Salads - Old World style, but New World ingredients are emphasized here. Legumes and spinach are the stars here, along with the old war-horse Taboulleh.

Kufta - One of the most distinctly Armenian dishes in the book. This is less a dish than a whole family of dishes, closely related to the Georgian dish, Kibbeh, described in Paula Wolfert's 'The Cooking of the Eastern Mediterranean'. Part of what makes Wolfert's book great while this volume is merely good is the fact that Wolfert gives detailed, diagrammed instructions on techniques for making Kibbeh while Wise simply gives us many different recipes and a small sidebar of tips. Both Kufta and Kibbeh are a style of cooking which puts all sorts of different ingredients, from meats to barley to bulgar to legumes into a stuffed or not stuffed 'meatball'.

Lamb and other Meats - This is how to do Shish Kebab right, and other tales of lamb cookery. An interesting ethnic tidbit here is that while Armenians were Christian, Muslim lands surrounded them, so they had little interest in pork, even if they had no religious inhibitions against it.
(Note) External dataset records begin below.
PR #932, opened 2022-07-15
Ensure cache is also keyed by labels for runnables [Backport]

idoru:
## Changes proposed by this PR

Backport #931 into `release/0.4.x` branch

Prevents resources stamped by a RunTemplate but different Runnables from being conflated.
This prevents Cartographer from mistakenly stamping the resources endlessly for each Runnable in turn

[Fixes #930]

## Release Note

Runnable stamped resources now also key by their labels in the cache, ensuring stamped resources from different Runnables sharing the same RunTemplate do not cause endless resources to be stamped [Fix #930]

## PR Checklist

Note: Please do not remove items. Mark items as done `[x]` or use ~strikethrough~ if you believe they are not relevant

- [x] Linked to a relevant issue. Eg: `Fixes #123` or `Updates #123`
- [x] Removed non-atomic or `wip` commits
- [x] Filled in the [Release Note](#Release-Note) section above 
- ~[ ] Modified the docs to match changes ~

PR #937, opened 2022-07-19
Add tests, tweak implementation

### LINKED ISSUE #930: Cartographer stamps RunTemplates continuously when referenced by multiple Runnables
When a RunTemplate is referenced by multiple Runnables, Cartographer will endlessly stamp the template alternately for each Runnable.

Reproduce with the following (courtesy of @waciumawanjohi):
```
---
kind: ClusterTask
metadata:
  name: passing-cluster-task
spec:
  description: |-
    A task that passes
  steps:
    - name: solo-step
      image: busybox
      script: |
        exit 0

---
kind: ClusterRunTemplate
metadata:
  name: passing-template
spec:
  template:
    kind: TaskRun
    metadata:
      generateName: passing-
    spec:
      taskRef:
        name: passing-cluster-task
        kind: ClusterTask


---
kind: Runnable
metadata:
  name: passing
spec:
  runTemplateRef:
    name: passing-template

---
kind: Runnable
metadata:
  name: passing-2
spec:
  runTemplateRef:
    name: passing-template
```

waciumawanjohi:
- Adds a regression test
- Implements discriminant creation using O(nlogn) algo rather than O(n^2)

## Release Note

Runnable stamped resources now also key by their labels in the cache, ensuring stamped resources from different Runnables sharing the same RunTemplate do not cause endless resources to be stamped [Fix #930]

## PR Checklist


pkg/repository/repository.go
```diff
@@ -501,16 +501,16 @@ func (r *repository) GetScheme() *runtime.Scheme {
 
 func buildOwnerDiscriminant(labels map[string]string) string {
 	var discriminantComponents []string
-	for key, value := range labels {
-		discriminantComponents = insertSorted(discriminantComponents, fmt.Sprintf("{%s:%s}", key, value))
+
```
idoru, line 504: Good spot. I'm also currently working on another PR which unifies cache key creation at a different layer (the addition of the discriminant has stretched the original design where Cache was aware of how to make cache keys) and would rather work this into there, if the final solution requires sorting at all. My view was either #930 is critical enough that we can merge #931 and #932 first or it could wait for the refactoring.

tests/integration/runnable/runnable_test.go
```diff
@@ -259,6 +260,55 @@ var _ = Describe("Stamping a resource on Runnable Creation", func() {
 					}))
 				})
 			})
+
+			Context("and a second Runnable matches the RunTemplateRef", func() {
```
idoru, line 264: I'm not a fan of this style of regression test, as it's key assertion is blindly waiting for something to not happen. As such, it either has to hope it has waited long enough (else you get false positives), or always has to wait longer than necessary, protracting test execution time.

To be clear, I'm not saying this test is worthless, but my calculus was: If I know we already have tests like this for a single object only being stamped once in here (per input change) which implies the Cache, then is such an integration test much akin to a corner case test for a `Repository -> Cache` bug? If so, what value does such an integration test add that makes it worth paying the time / uncertainty cost?

Interestingly, I think if we are destined to ultimately use ReconcilerTestSuite, then this and similarly structured tests would be converted to forms that reduce the cost (increased test execution time) and eliminate uncertainty.

pkg/repository/repository.go
waciumawanjohi: Assuming [this doc](https://confluence.eng.vmware.com/pages/viewpage.action?pageId=789919969) is still accurate, we want to get the fix into TAP by Friday.

tests/integration/runnable/runnable_test.go
waciumawanjohi: This test unquestionably adds 2 seconds to the integration tests.

> is such an integration test much akin to a corner case test for a Repository -> Cache bug

This is undoubtedly a regression test. There was a bug, it effected customers.

As you point out, this test is similar to the assertion block above it for stamping out a single object. We can reduce the 2 second delay by combining this test with the other (and thus have one 2 second wait rather than two).

pkg/repository/repository.go
idoru: That looks correct. I agree this PR improves on #931 / #932 and in essence I would approve, but since it's based on these PRs which I worked on and they've not been approved yet, it didn't quite feel legitimate for me to do so.

idoru (approved):

PR #951, opened 2022-07-27
Get ServiceAccount tokens with TokenRequest API

### LINKED ISSUE #923: Cartographer fails with ServiceAccountSecretError on k8s 1.24
You'll see an error like this:

```
Status:
  Conditions:
    Last Transition Time:  2022-06-23T07:27:06Z
    Message:
    Reason:                Ready
    Status:                True
    Type:                  SupplyChainReady
    Last Transition Time:  2022-06-23T07:27:06Z
    Message:               service account [my-apps/default] does not have any token secrets
    Reason:                ServiceAccountSecretError
    Status:                False
    Type:                  ResourcesSubmitted
    Last Transition Time:  2022-06-23T07:27:06Z
    Message:               service account [my-apps/default] does not have any token secrets
    Reason:                ServiceAccountSecretError
    Status:                False
    Type:                  Ready
  Observed Generation:     1
  Supply Chain Ref:
    Kind:  ClusterSupplyChain
    Name:  source-to-url
Events:    <none> 
```

This is because in k8s 1.24:

- Secrets are not automatically created for ServiceAccounts 
- ServiceAccounts no longer list their Secrets

We should instead obtain tokens as necessary using the Token API which is the recommended way from the deprecation.

A similar issue occurred with `carvel-kapp-controller`:
(Link to Issue)[https://github.com/vmware-tanzu/carvel-kapp-controller/issues/687]
(Link to Fix)[https://github.com/vmware-tanzu/carvel-kapp-controller/pull/695]

idoru:

Bump KIND on end-to-end tests to 1.24.2

Obtain bearer tokens using the TokenRequest API, which is enabled by default since k8s 1.12. [1]

This is a necessary change to support Kubernetes 1.24+. Since 1.24.0, our current method of enumerating the Secrets of a ServiceAccount to obtain a token is no longer possible because:
 - Secrets are no longer automatically created for ServiceAccounts;
 - ServiceAccounts no longer reference their secrets, making enumeration infeasible. [2]

These changes do not sit well with the KUTTL tests using the mocked control plane. To advance this work, this change switches those over to run with KIND, which is much slower. It is my hope that we can find a way to make this work with the mocked control plane and revert this particular aspect ASAP.

[1] https://kubernetes.io/docs/reference/command-line-tools-reference/feature-gates/
[2] https://itnext.io/big-change-in-k8s-1-24-about-serviceaccounts-and-their-secrets-4b909a4af4e0

Fixes #923

## Release Note

Support k8s 1.24+ by obtaining ServiceAccount tokens with the TokenRequest API.

## PR Checklist


cirocosta (approved):
lgtm! acceptance tests ran well! 😁

PR #970, opened 2022-08-11
Make a meaningful change for upgrade test

emmjohnson:
Previously, we were making a change to README.md. This is no longer triggering a new image to be built. This actually makes sense that it should only trigger on a meaningful change to the source code. 

Root cause for the change: https://github.com/paketo-buildpacks/go-build/pull/335

Co-authored-by: Rasheed Abdul-Aziz <rabdulaziz@vmware.com>


squeedee:
Needs a `uname` check for `Darwin` and switch sed implementations, or some cross platform edit instead.

cirocosta (approved):

idoru (approved):

PR #973, opened 2022-08-15
Add flags to enable metrics and pprof

### LINKED ISSUE #50: Make it possible to activate the metrics endpoint
_"I want to be able to ingest the metrics from the controller"_

```gherkin
Given that the controller is running
When I hit the metrics endpoint
Then I retrieve the metrics out of controller-runtime's instrumentation
```

## context

`controller-runtime` internally keeps track of some pretty useful metrics that an operator can make use of, like how long reconciles have been taking, etc etc

e.g.

```go
	// ReconcileErrors is a prometheus counter metrics which holds the total
	// number of errors from the Reconciler
	ReconcileErrors = prometheus.NewCounterVec(prometheus.CounterOpts{
		Name: "controller_runtime_reconcile_errors_total",
		Help: "Total number of reconciliation errors per controller",
	}, []string{"controller"})


	// ReconcileTime is a prometheus metric which keeps track of the duration
	// of reconciliations
	ReconcileTime = prometheus.NewHistogramVec(prometheus.HistogramOpts{
		Name: "controller_runtime_reconcile_time_seconds",
		Help: "Length of time per reconciliation per controller",
		Buckets: []float64{0.005, 0.01, 0.025, 0.05, 0.1, 0.15, 0.2, 0.25, 0.3, 0.35, 0.4, 0.45, 0.5, 0.6, 0.7, 0.8, 0.9, 1.0,
			1.25, 1.5, 1.75, 2.0, 2.5, 3.0, 3.5, 4.0, 4.5, 5, 6, 7, 8, 9, 10, 15, 20, 25, 30, 40, 50, 60},
	}, []string{"controller"})
```

_(see https://github.com/kubernetes-sigs/controller-runtime/blob/b704f447ea7c8f7059c6665143a4aa1f6da28328/pkg/internal/controller/metrics/metrics.go#L34-L48)_

to be able to fetch them, the controller needs to start an http server, which them takes care
of exporting those metrics for us. that's done via controller-runtime's manager config: 

```diff
        mgr, err := manager.New(cfg, manager.Options{
                Scheme:             scheme,
-               MetricsBindAddress: "0",
+               MetricsBindAddress: "9000",
        })
```

having that "activated" (non-zero port specified in the BindAddress), anyone can hit that the `/metrics` endpoint on it and retrieve the information (something that a [prometheus](https://prometheus.io/) instance or similar would do).

## approach

recently, we introduced the `-dev` flag to `cmd/controller` in order to tweak the configuration of logging format . 

we could make use of a similar approach for that: perhaps a `-metrics-address`?

another approach is making use of the new `controller-runtime`'s mechanism for tweaking manager settings: [component-config](https://github.com/kubernetes-sigs/controller-runtime/blob/fbf50b04fe17b0f091430d22557245d2aedabfd4/designs/component-config.md).

with it, you're able to tweak a controller's configuration via ... kubernetes objects! e.g.:

```
apiVersion: examples.x-k8s.io/v1alpha1
kind: CustomControllerManagerConfiguration
clusterName: example-test
cacheNamespace: default
metrics:
  bindAddress: :8081
leaderElection:
  leaderElect: false
```

_(see https://github.com/kubernetes-sigs/controller-runtime/blob/fbf50b04fe17b0f091430d22557245d2aedabfd4/examples/configfile/custom/config.yaml)_

I _personally_ prefer just `-metrics-address` from a flag, but if most products that use kubebuilder/controller-runtime are going for component-config (something we should check out), I'd vote towards going with that.

thanks!

### LINKED ISSUE #952: allow enabling pprof
### Description of problem

Sometimes we need to collect cpu/mem/etc profiles, and without an easy way to do so, we currently resort to manually modifying source code to add entries for it, which means having to recompile the controller, which prevents us from quickly collecting those traces in running environments.

### Proposed solution

Perhaps an approach we could take is leveraging the extension to the manager's metrics endpoint and register the pprof handlers there (see [`AddMetricsExtraHandler`](https://github.com/kubernetes-sigs/controller-runtime/blob/196828e54e4210497438671b2b449522c004db5c/pkg/manager/manager.go#L68-L73)) which would then be activate in case a `--enable-pprof` flag is passed in conjunction with a flag for enabling metrics collection (see #50)

```gherkin
Given I initialize the controller with `--metrics-bind-addr` and `--enable-pprof`
When I hit pprof's endpoints
Then I collect the traces I care about
```

idoru:

Adds `--metrics-port` flag, which will bring up prometheus metrics if a non-zero value is provided

Adds `--pprof-port` flag, which will enable pprof on that port if a non-zero value is provided.

These are both enabled when using the Makefile target `run`.

Closes #50
Closes #952

## Release Note

Adds --metrics-port and --pprof-port to the controller startup flags.

## PR Checklist


idoru:
Try this with `make run` and try some metrics, e.g.:
```
curl localhost:9998/metrics | grep reconcile
```

Or do some memory profiling, e.g.:
```
curl localhost:9999/debug/pprof/heap > heapdump
go tool pprof -web heapdump
```

cirocosta:
@idoru thank you! have you considered having `./config/` updated?

my first thought was of making use of an overlay in `vmware-tanzu/package-for-cartographer` that would let you configure these via something like 

```
cartographer:
  metrics_port: <uint>
  pprof_port: <uint>
```

but then looking at the metrics, it seems like the cardinality is all good (thus, no worries about having it on all the time), however _pprof_ is for sure one of those that you might or might not want to have it on all the time ...

soo, wdyt of

- update `./config`'s `Deployment` to have under `args: [ .. ]` a value for `--metrics-port` so that it's always enabled by default (as well as create a `Service` object, probably with `prometheus` annotations ala https://github.com/vmware-tanzu/cartographer-conventions/blob/9634b26dfb5fe7bbdbfa4f0607180c719b589493/config/rbac/auth_proxy_service.yaml#L5-L7

- update `package-for-cartographer` to include an overlay for enabling pprof (I can take this one)

?

thank you!

cirocosta:
fwiw, for folks not super familiar with the metrics exported, from a plain run w/ no workloads/etc in the cluster:

| name | description |
| ---- | ----------- |
| certwatcher_read_certificate_errors_total | Total number of certificate read errors |
| certwatcher_read_certificate_total | Total number of certificate reads |
| controller_runtime_active_workers | Number of currently used workers per controller |
| controller_runtime_max_concurrent_reconciles | Maximum number of concurrent reconciles per controller |
| controller_runtime_reconcile_errors_total | Total number of reconciliation errors per controller |
| controller_runtime_reconcile_total | Total number of reconciliations per controller |
| process_cpu_seconds_total | Total user and system CPU time spent in seconds. |
| process_max_fds | Maximum number of open file descriptors. |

Poultry, Game, and Eggs - This is a chapter that will give relief to a tired inventory of poultry recipes.

Fish and Seafood - Another Old World style blended with modern techniques and sensibilities. Focus is on fresh water fish and shellfish.

Vegetables - Eggplant, Eggplant, and more Eggplant. I just wonder how okra got to Armenia from Africa.

Pilafs - Bulgar, rice, lentils and nuts.

Sweets - Baklava is the headliner, even though the author admits it is no more Armenian than Pizza. Filo dough, peaches, apricots, almonds, walnuts, and pistachios star here. Great source of nut nutrition here.

Like many other ethnically oriented cookbooks by skilled culinary authors, this one offers new, nutritious, dishes to Armenians, foodies on the lookout for novelty and vegetarians on the lookout for novelty. This is a very good book that succeeds in its objective, but it is not a great book. The anecdotes of family history are pleasant, but do not have the evocative power of, for example, some of the stories told by Gennaro Contaldo in 'Passione'. On the other hand, 'Gourmet' magazine has declared Eastern Mediterranean cuisines as one of the next big things in eating. This book is as good a source as many.

Highly recommended for those with an interest in this cuisine and in Eastern Mediterranean food in general. Relatively easy recipe methods. Very good price for the quality of the content.